=== Section Start ===

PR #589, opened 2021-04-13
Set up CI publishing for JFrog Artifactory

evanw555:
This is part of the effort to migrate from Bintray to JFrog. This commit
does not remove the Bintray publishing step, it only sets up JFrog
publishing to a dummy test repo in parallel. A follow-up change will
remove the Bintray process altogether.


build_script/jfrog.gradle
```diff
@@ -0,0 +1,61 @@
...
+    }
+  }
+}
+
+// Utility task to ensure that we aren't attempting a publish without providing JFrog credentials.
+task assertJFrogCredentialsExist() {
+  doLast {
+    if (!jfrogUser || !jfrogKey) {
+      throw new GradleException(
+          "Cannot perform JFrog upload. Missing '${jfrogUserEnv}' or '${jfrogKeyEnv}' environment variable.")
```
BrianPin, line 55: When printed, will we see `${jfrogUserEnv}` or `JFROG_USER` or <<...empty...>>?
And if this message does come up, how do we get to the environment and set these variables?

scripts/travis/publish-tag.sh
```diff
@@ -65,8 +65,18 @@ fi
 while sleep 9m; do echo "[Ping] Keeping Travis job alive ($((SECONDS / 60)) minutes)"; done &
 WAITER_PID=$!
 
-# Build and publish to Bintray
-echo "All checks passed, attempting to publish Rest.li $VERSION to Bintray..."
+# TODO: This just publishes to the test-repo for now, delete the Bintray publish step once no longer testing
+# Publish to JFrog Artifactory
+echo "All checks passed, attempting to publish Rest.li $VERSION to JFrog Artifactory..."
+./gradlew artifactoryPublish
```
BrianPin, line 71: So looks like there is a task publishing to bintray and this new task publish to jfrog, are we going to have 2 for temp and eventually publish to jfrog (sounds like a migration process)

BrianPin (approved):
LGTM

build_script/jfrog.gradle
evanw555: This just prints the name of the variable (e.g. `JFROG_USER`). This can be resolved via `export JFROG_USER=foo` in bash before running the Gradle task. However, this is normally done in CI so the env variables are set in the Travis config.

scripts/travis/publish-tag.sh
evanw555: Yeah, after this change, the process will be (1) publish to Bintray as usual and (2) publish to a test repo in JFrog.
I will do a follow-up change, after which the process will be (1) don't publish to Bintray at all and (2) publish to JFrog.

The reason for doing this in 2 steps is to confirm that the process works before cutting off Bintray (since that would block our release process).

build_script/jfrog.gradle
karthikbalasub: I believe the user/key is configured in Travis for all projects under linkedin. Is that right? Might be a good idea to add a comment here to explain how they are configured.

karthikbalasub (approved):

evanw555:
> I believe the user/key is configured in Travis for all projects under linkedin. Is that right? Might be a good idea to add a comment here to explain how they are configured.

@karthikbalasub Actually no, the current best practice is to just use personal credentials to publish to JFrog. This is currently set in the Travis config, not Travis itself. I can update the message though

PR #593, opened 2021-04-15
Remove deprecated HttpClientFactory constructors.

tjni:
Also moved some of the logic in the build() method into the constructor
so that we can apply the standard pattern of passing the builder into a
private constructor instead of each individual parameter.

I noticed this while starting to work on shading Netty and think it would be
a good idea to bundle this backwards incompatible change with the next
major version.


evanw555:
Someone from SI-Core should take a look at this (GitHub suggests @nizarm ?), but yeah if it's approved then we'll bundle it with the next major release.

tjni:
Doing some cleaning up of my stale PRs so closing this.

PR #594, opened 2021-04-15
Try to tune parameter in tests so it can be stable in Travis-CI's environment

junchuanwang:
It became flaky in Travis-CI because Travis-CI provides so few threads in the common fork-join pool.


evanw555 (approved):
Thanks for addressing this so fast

=== Section End ===

Action item: Only the lines holding the string "right" are needed; copy each of them from the material above.

Written answer:
karthikbalasub: I believe the user/key is configured in Travis for all projects under linkedin. Is that right? Might be a good idea to add a comment here to explain how they are configured.
> I believe the user/key is configured in Travis for all projects under linkedin. Is that right? Might be a good idea to add a comment here to explain how they are configured.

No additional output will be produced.